2. “Our fears in Banquo stick deep, / And in his royalty of nature reigns that / Which would be feared… / He hath a wisdom that doth guide his valor / To act in safety. There is none but he / Whose being I do fear… / Upon my head they placed a fruitless crown, / And put a barren scepter in my gripe… / For Banquo’s issue have I filed my mind; / For them the gracious Duncan have I murdered” (III.i.53-70).

3. “What’s done is done” (III.ii.14).

4. This one is done for you  Macbeth again mentions “terrible dreams” (III.ii.21) and is even jealous of King Duncan, who, in his grave “after life’s fitful fever he sleeps well” (III.ii.26). Yet his wife insists “You must leave this,” to which he says “O, full of scorpions is my mind, dear wife!” (41). There seems to be a distance between them here, although he calls her “dearest chuck”; he tells her not to worry about what will happen next (he does not want to tell her about the coming murders of Banquo and Fleance).
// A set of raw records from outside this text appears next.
PR #153, opened 2023-11-16
Fabian woche6 (1778099 | 1623571)

fabischw:
Not entirely finished, still debugging, can't seem to find the bug. Offering a pack of 'Lebkuchen' to the first person to find the bug (if I don't find it first that is). Hint: it must be in the code that creates the dir_sizes_dict .


TomKnoden:
The issue in the code lies in the task1_get_max_dir_sizes function, if I'm getting it right. The problem is that the loop is iterating over the keys of the dictionary (dir_sizes_dict), but it should iterate over the values instead.

fabischw:
The loop is iterating over the keys and then I'm getting the value using that key, I just realised I could instead iterate over the values since I only needthe key for a section of the code that I removed so it's just dead code. It is not the issue unfortunately as I get the value eitherway. As I pointed out in my initial comment, I conducted testing that indicated that the 'dir_sizes_dict' is already incorrect but I still couldn't figure out why that is. Been working on the issue and conducted more tests whose results support the theory that something with the code block starting in line 161 that goes back and adjusts the parent directories seems to be incorrect.

Exercises/FabianSchwarz/exercises_06.py
```diff
@@ -0,0 +1,296 @@
...
+                    dir_sizes_dict[path_str] = curr_dir_size + int(file_size_str)#TODO: remove second type cast and cast into a int just once
+                    
+                    #go back and add the current file size to the parent directories
+                    if path_str.count("/") > 1:
+                        #get recursive path array
+                        progressive_path = [path_str[:i].rstrip('/') for i in range(1, len(path_str) + 1) if path_str[i - 1] == '/' or i == len(path_str)][1:]
+                        for path in progressive_path:
+                            curr_dir_size = dir_sizes_dict.get(path)
+                            curr_dir_size = 0 if not curr_dir_size else curr_dir_size
+                            dir_sizes_dict[path] = curr_dir_size + int(file_size_str)
```
GeFritz, line 168: In this loop, the parent directory sizes are updated. This iterates from the topmost directory to the current directory. The mistake is, that the current directory already has a size assigned to it (ll. 156-159).

GeFritz, line 168: A lot of variables and deep nesting. I would "outsource" parts of the code to specific functions for readability. Its good that the variables had fitting names. The overwhelming number of variables was not making bug hunting any easier.

GeFritz (changes requested):
All in all a very intriguing solution. The bug has been mentioned in the comments. I would personally adjust the nesting layers by outsourcing to "helper" functions. This would assist readability. Nice choice of variable names, this actually helped quite a bit with debugging. I assume the other file in this pull request will be removed.

Exercises/FabianSchwarz/exercises_06.py
```diff
@@ -0,0 +1,296 @@
...
+                    file_ending = file_name[file_name.find("."):]
+
+
+                    #save file ending
+                    if not file_ending.startswith("."):
+                        file_ending = ""
+                    else:
+                        file_ending = file_ending.replace(".","")
+
+                    file_name += file_ending
```
GeFritz: Forgot to mention, but this is seems to have no purpose whatsoever.

Exercises/FabianSchwarz/exercises_06.py
fabischw: Thanks for pointing that out, this was the bug that broke my code.

fabischw:
Alright, thanks for pointing out the bug, code should be working now, going to do dead code elemination and refactoring at a later date as the minimum requirements for the code should be fullfilled at the current stage of the pull request.

GeFritz (approved):
Nice and quick fix. Nice work.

5. “O, treachery! Fly, good Fleance, fly, fly, fly!” (III.iii.27).

6. “Are you a man? (III.iv.73). “What, quite unmanned in folly?” (III.iv.91).

7. “What man dare, I dare” (III.iv.124). “I am a man again” (III.iv.134).

4 8. “I hear it by the way; but I will send. / There’s not a one of them but in his house / I keep a servant fee’d” (III.iv.165-167).

9. “Blood will have / blood” (III.iv.154-5). Note: Yes, this quote is before quote #8, but it goes with the next quote: “I am in blood / Stepped in so far that, should I wade no more, / Returning were as tedious as to o’er. / Strange things I have in head, that will to hand, / Which must be acted ere they may be scanned” (III.iv.171-5).

10. “Thither Macduff / Is gone to pray the holy King upon his aid / To wake Northumberland and warlike Siward; / That by the help of these (with Him above / To ratify the work) we may again / Give to our tables meat, sleep to our nights / Free from our feasts and banquets bloody knives” III.vi.31-37).